_Exercise_
Below are entries; write every one of them out again exactly.

[[ Data supplied open ]]

Issue #1460, opened 2019-12-20
String with limited size


emulicus:
## Summary
Need to be able to limit size of the string field on arguments or mutation input graphs. Ideally, this would be something graphql client would be able to see in the schema and also show errors in graphiQL when they enter the value that's over the limit.
## Relevant information
 Also, since we base most of our input graph types on the entity framework entities ideally this length would come from that StringLength attribute on the EF entity property.

We're using graph types first approach. 
2.4 version.

joemcbride:
I'm not sure about showing info in the schema (maybe you can just add the requirement to the description for the field), but here is a validation framework that @SimonCropp put together.  It currently targets 2.4.

https://github.com/SimonCropp/GraphQL.Validation

sungam3r:
@emulicus This is a great task to solve with graphql directives.
```graphql
directive @length(max: Int!) on FIELD_DEFINITION

input Payload {
  name: String! @length(max: 50)
}
```

There are no problems in establishing our own directive in schema. The problem is to provide information about this directive to the client. Now the specification does not explicitly describe the possibility of returning directives through introspection, but this is a fairly popular request from the community. See  graphql/graphql-spec#300 

Also you may be interested in #1332 and #1451. We have been successfully using this fork in production for some time. In fact, we were interested in providing information about authentication and authorization directives. Maclean is the next directive that interests us.

emulicus:
Thank you, guys. I will check out your resources.

emulicus:
> I'm not sure about showing info in the schema (maybe you can just add the requirement to the description for the field), but here is a validation framework that @SimonCropp put together. It currently targets 2.4.
> 
> https://github.com/SimonCropp/GraphQL.Validation

This is a little rough for us, because most of our graph types are based on entity framework entities. Not sure if we could have a single validator that would check the length of the input and compare it to the StringLength attribute from the entity.

emulicus:
> @emulicus This is a great task to solve with graphql directives.
> 
> ```graphql
> directive @length(max: Int!) on FIELD_DEFINITION
> 
> input Payload {
>   name: String! @length(max: 50)
> }
> ```
> 
> There are no problems in establishing our own directive in schema. The problem is to provide information about this directive to the client. Now the specification does not explicitly describe the possibility of returning directives through introspection, but this is a fairly popular request from the community. See [graphql/graphql-spec#300](https://github.com/graphql/graphql-spec/issues/300)
> 
[...]

PR #2276, opened 2021-02-11
Length directive

### LINKED ISSUE #1002: How to set a custom directive on field?

sungam3r:
Fixes #1002 and #1460.

I added the first "non-standard" `length` directive and a validation rule for it.


sungam3r:
@Shane32 I suggest using this custom directive as an example in the documentation.

src/GraphQL/Validation/Rules.Custom/InputFieldsAndArgumentsOfCorrectLength.cs
```diff
@@ -0,0 +1,81 @@
...
+            if (node.Value is NullValue)
+            {
+                if (min != null)
+                    context.ReportError(new InputFieldsAndArgumentsOfCorrectLengthError(context, node, null, (int?)min, (int?)max));
+            }
+            else if (node.Value is StringValue strLiteral)
+            {
+                CheckStringLength(strLiteral.Value);
+            }
+            else if (node.Value is VariableReference vRef && context.Inputs != null)
```
sungam3r, line 57: @Shane32 This is the first rule that uses variables.

src/GraphQL/Validation/TypeInfo.cs
```diff
@@ -28,43 +28,52 @@ public TypeInfo(ISchema schema)
...
 
-            return e.Current; // throws if index is out of range
+                int i = index;
+                do
+                {
+                    _ = e.MoveNext();
+                }
+                while (i-- > 0);
+
+                return e.Current; // throws if index is out of range
```
Shane32, line 48: It should throw, but the behavior of `IEnumerable.Current` in that case is "undefined".  We should check the return value of `MoveNext`.

src/GraphQL/Validation/Rules.Custom/InputFieldsAndArgumentsOfCorrectLength.cs
```diff
@@ -0,0 +1,81 @@
...
+            {
+                var operation = string.IsNullOrWhiteSpace(context.OperationName)
+                    ? context.Document.Operations.FirstOrDefault()
+                    : context.Document.Operations.WithName(context.OperationName);
+
+                //TODO: change to get single variable
+                var values = ExecutionHelper.GetVariableValues(context.Document, context.Schema, operation?.Variables, context.Inputs);
```
Shane32, line 64: This looks like bad practice.  We should never call `GetVariableValues` within a validation rule.  It would have to parse all variables a second time.  Maybe multiple times depending on how many times this ran.  Besides, does this even work in practice?  Assuming there is a length directive on a string as part of an input object, doesn't this get skipped because there is no directive applied to the input argument?  At first glance it seems like it would only work if an argument type was a `StringGraphType`.

It would seem that we need to design a validation framework for variables, which for speed purposes should be processed at the same time that the variables are being parsed.

src/GraphQL/Validation/Rules.Custom/InputFieldsAndArgumentsOfCorrectLength.cs
```diff
@@ -0,0 +1,81 @@
...
+namespace GraphQL.Validation.Rules
+{
+    /// <summary>
+    /// Validation rule that checks minimum and maximum length of provided values for input fields and
+    /// arguments that marked with <see cref="LengthDirective"/> directive. Doesn't check default values.
+    ///
+    /// <br/><br/>
+    /// This is not a standard validation rule that is not in the specification.
+    /// </summary>
+    public class InputFieldsAndArgumentsOfCorrectLength : IValidationRule
```
Shane32, line 16: This is great demo code, and we should include it as a test to demonstrate a fully-functional directive, and it can serve to help us realize where the framework should change to suit these types of use cases .... but I don't think it should be included in the library.  Especially not with what appears to be some major design flaws as previously noted.

src/GraphQL/Validation/Errors.Custom/InputFieldsAndArgumentsOfCorrectLengthError.cs
```diff
@@ -0,0 +1,28 @@
+using System;
+using GraphQL.Language.AST;
+
+namespace GraphQL.Validation.Errors
+{
+    /// <inheritdoc cref="Rules.InputFieldsAndArgumentsOfCorrectLength"/>
+    [Serializable]
+    public class InputFieldsAndArgumentsOfCorrectLengthError : ValidationError
```
Shane32, line 8: Would not include in library.

src/GraphQL/Utilities/Visitors/AppliedDirectivesValidationVisitor.cs
```diff
@@ -37,13 +37,19 @@ internal sealed class AppliedDirectivesValidationVisitor : ISchemaNodeVisitor
...
         {
             if (provider.HasAppliedDirectives())
             {
-                var applied = provider.GetAppliedDirectives().List;
+                var appliedDirectives = provider.GetAppliedDirectives().List;
 
-                foreach (var appliedDirective in applied)
+                foreach (var directive in schema.Directives.List)
+                {
+                    if (!directive.Repeatable && appliedDirectives.Count(applied => applied.Name == directive.Name) > 1)
```
Shane32, line 48: What's a repeatable directive?

src/GraphQL/Types/Directives/LengthDirective.cs
```diff
@@ -0,0 +1,50 @@
+using System;
+
+namespace GraphQL.Types
+{
+    /// <summary>
+    /// Used to specify the minimum and/or maximum length for an input field or argument.
+    /// </summary>
+    public class LengthDirective : DirectiveGraphType
```
Shane32, line 8: Once we figure out all the details of the implementation, such as not calling `GetVariableValues` more than once for a document, then we could consider including this directive.  I'm not sure if it should be included directly in the main namespace or even in the same nuget package.  Perhaps it should be in a namespace called `GraphQL.Extensions.Directives` or something.  The thing is that it currently cannot be used without updating the validation rule set to include the proper rule.  So unlike `UrlGraphType` and similar extensions, additional configuration is necessary for this directive to function.  Thoughts?

src/GraphQL.Tests/Validation/InputFieldsAndArgumentsOfCorrectLengthTests.cs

[[ Data supplied closed ]]

_Exercise answer_
Issue #1460, opened 2019-12-20
String with limited size


emulicus:
## Summary
Need to be able to limit size of the string field on arguments or mutation input graphs. Ideally, this would be something graphql client would be able to see in the schema and also show errors in graphiQL when they enter the value that's over the limit.
## Relevant information
 Also, since we base most of our input graph types on the entity framework entities ideally this length would come from that StringLength attribute on the EF entity property.

We're using graph types first approach. 
2.4 version.

joemcbride:
I'm not sure about showing info in the schema (maybe you can just add the requirement to the description for the field), but here is a validation framework that @SimonCropp put together.  It currently targets 2.4.

https://github.com/SimonCropp/GraphQL.Validation

sungam3r:
@emulicus This is a great task to solve with graphql directives.
```graphql
directive @length(max: Int!) on FIELD_DEFINITION

input Payload {
  name: String! @length(max: 50)
}
```

There are no problems in establishing our own directive in schema. The problem is to provide information about this directive to the client. Now the specification does not explicitly describe the possibility of returning directives through introspection, but this is a fairly popular request from the community. See  graphql/graphql-spec#300 

Also you may be interested in #1332 and #1451. We have been successfully using this fork in production for some time. In fact, we were interested in providing information about authentication and authorization directives. Maclean is the next directive that interests us.

emulicus:
Thank you, guys. I will check out your resources.

emulicus:
> I'm not sure about showing info in the schema (maybe you can just add the requirement to the description for the field), but here is a validation framework that @SimonCropp put together. It currently targets 2.4.
> 
> https://github.com/SimonCropp/GraphQL.Validation

This is a little rough for us, because most of our graph types are based on entity framework entities. Not sure if we could have a single validator that would check the length of the input and compare it to the StringLength attribute from the entity.

emulicus:
> @emulicus This is a great task to solve with graphql directives.
> 
> ```graphql
> directive @length(max: Int!) on FIELD_DEFINITION
> 
> input Payload {
>   name: String! @length(max: 50)
> }
> ```
> 
> There are no problems in establishing our own directive in schema. The problem is to provide information about this directive to the client. Now the specification does not explicitly describe the possibility of returning directives through introspection, but this is a fairly popular request from the community. See [graphql/graphql-spec#300](https://github.com/graphql/graphql-spec/issues/300)
> 
[...]

PR #2276, opened 2021-02-11
Length directive

### LINKED ISSUE #1002: How to set a custom directive on field?

sungam3r:
Fixes #1002 and #1460.

I added the first "non-standard" `length` directive and a validation rule for it.


sungam3r:
@Shane32 I suggest using this custom directive as an example in the documentation.

src/GraphQL/Validation/Rules.Custom/InputFieldsAndArgumentsOfCorrectLength.cs
```diff
@@ -0,0 +1,81 @@
...
+            if (node.Value is NullValue)
+            {
+                if (min != null)
+                    context.ReportError(new InputFieldsAndArgumentsOfCorrectLengthError(context, node, null, (int?)min, (int?)max));
+            }
+            else if (node.Value is StringValue strLiteral)
+            {
+                CheckStringLength(strLiteral.Value);
+            }
+            else if (node.Value is VariableReference vRef && context.Inputs != null)
```
sungam3r, line 57: @Shane32 This is the first rule that uses variables.

src/GraphQL/Validation/TypeInfo.cs
```diff
@@ -28,43 +28,52 @@ public TypeInfo(ISchema schema)
...
 
-            return e.Current; // throws if index is out of range
+                int i = index;
+                do
+                {
+                    _ = e.MoveNext();
+                }
+                while (i-- > 0);
+
+                return e.Current; // throws if index is out of range
```
Shane32, line 48: It should throw, but the behavior of `IEnumerable.Current` in that case is "undefined".  We should check the return value of `MoveNext`.

src/GraphQL/Validation/Rules.Custom/InputFieldsAndArgumentsOfCorrectLength.cs
```diff
@@ -0,0 +1,81 @@
...
+            {
+                var operation = string.IsNullOrWhiteSpace(context.OperationName)
+                    ? context.Document.Operations.FirstOrDefault()
+                    : context.Document.Operations.WithName(context.OperationName);
+
+                //TODO: change to get single variable
+                var values = ExecutionHelper.GetVariableValues(context.Document, context.Schema, operation?.Variables, context.Inputs);
```
Shane32, line 64: This looks like bad practice.  We should never call `GetVariableValues` within a validation rule.  It would have to parse all variables a second time.  Maybe multiple times depending on how many times this ran.  Besides, does this even work in practice?  Assuming there is a length directive on a string as part of an input object, doesn't this get skipped because there is no directive applied to the input argument?  At first glance it seems like it would only work if an argument type was a `StringGraphType`.

It would seem that we need to design a validation framework for variables, which for speed purposes should be processed at the same time that the variables are being parsed.

src/GraphQL/Validation/Rules.Custom/InputFieldsAndArgumentsOfCorrectLength.cs
```diff
@@ -0,0 +1,81 @@
...
+namespace GraphQL.Validation.Rules
+{
+    /// <summary>
+    /// Validation rule that checks minimum and maximum length of provided values for input fields and
+    /// arguments that marked with <see cref="LengthDirective"/> directive. Doesn't check default values.
+    ///
+    /// <br/><br/>
+    /// This is not a standard validation rule that is not in the specification.
+    /// </summary>
+    public class InputFieldsAndArgumentsOfCorrectLength : IValidationRule
```
Shane32, line 16: This is great demo code, and we should include it as a test to demonstrate a fully-functional directive, and it can serve to help us realize where the framework should change to suit these types of use cases .... but I don't think it should be included in the library.  Especially not with what appears to be some major design flaws as previously noted.

src/GraphQL/Validation/Errors.Custom/InputFieldsAndArgumentsOfCorrectLengthError.cs
```diff
@@ -0,0 +1,28 @@
+using System;
+using GraphQL.Language.AST;
+
+namespace GraphQL.Validation.Errors
+{
+    /// <inheritdoc cref="Rules.InputFieldsAndArgumentsOfCorrectLength"/>
+    [Serializable]
+    public class InputFieldsAndArgumentsOfCorrectLengthError : ValidationError
```
Shane32, line 8: Would not include in library.

src/GraphQL/Utilities/Visitors/AppliedDirectivesValidationVisitor.cs
```diff
@@ -37,13 +37,19 @@ internal sealed class AppliedDirectivesValidationVisitor : ISchemaNodeVisitor
...
         {
             if (provider.HasAppliedDirectives())
             {
-                var applied = provider.GetAppliedDirectives().List;
+                var appliedDirectives = provider.GetAppliedDirectives().List;
 
-                foreach (var appliedDirective in applied)
+                foreach (var directive in schema.Directives.List)
+                {
+                    if (!directive.Repeatable && appliedDirectives.Count(applied => applied.Name == directive.Name) > 1)
```
Shane32, line 48: What's a repeatable directive?

src/GraphQL/Types/Directives/LengthDirective.cs
```diff
@@ -0,0 +1,50 @@
+using System;
+
+namespace GraphQL.Types
+{
+    /// <summary>
+    /// Used to specify the minimum and/or maximum length for an input field or argument.
+    /// </summary>
+    public class LengthDirective : DirectiveGraphType
```
Shane32, line 8: Once we figure out all the details of the implementation, such as not calling `GetVariableValues` more than once for a document, then we could consider including this directive.  I'm not sure if it should be included directly in the main namespace or even in the same nuget package.  Perhaps it should be in a namespace called `GraphQL.Extensions.Directives` or something.  The thing is that it currently cannot be used without updating the validation rule set to include the proper rule.  So unlike `UrlGraphType` and similar extensions, additional configuration is necessary for this directive to function.  Thoughts?

src/GraphQL.Tests/Validation/InputFieldsAndArgumentsOfCorrectLengthTests.cs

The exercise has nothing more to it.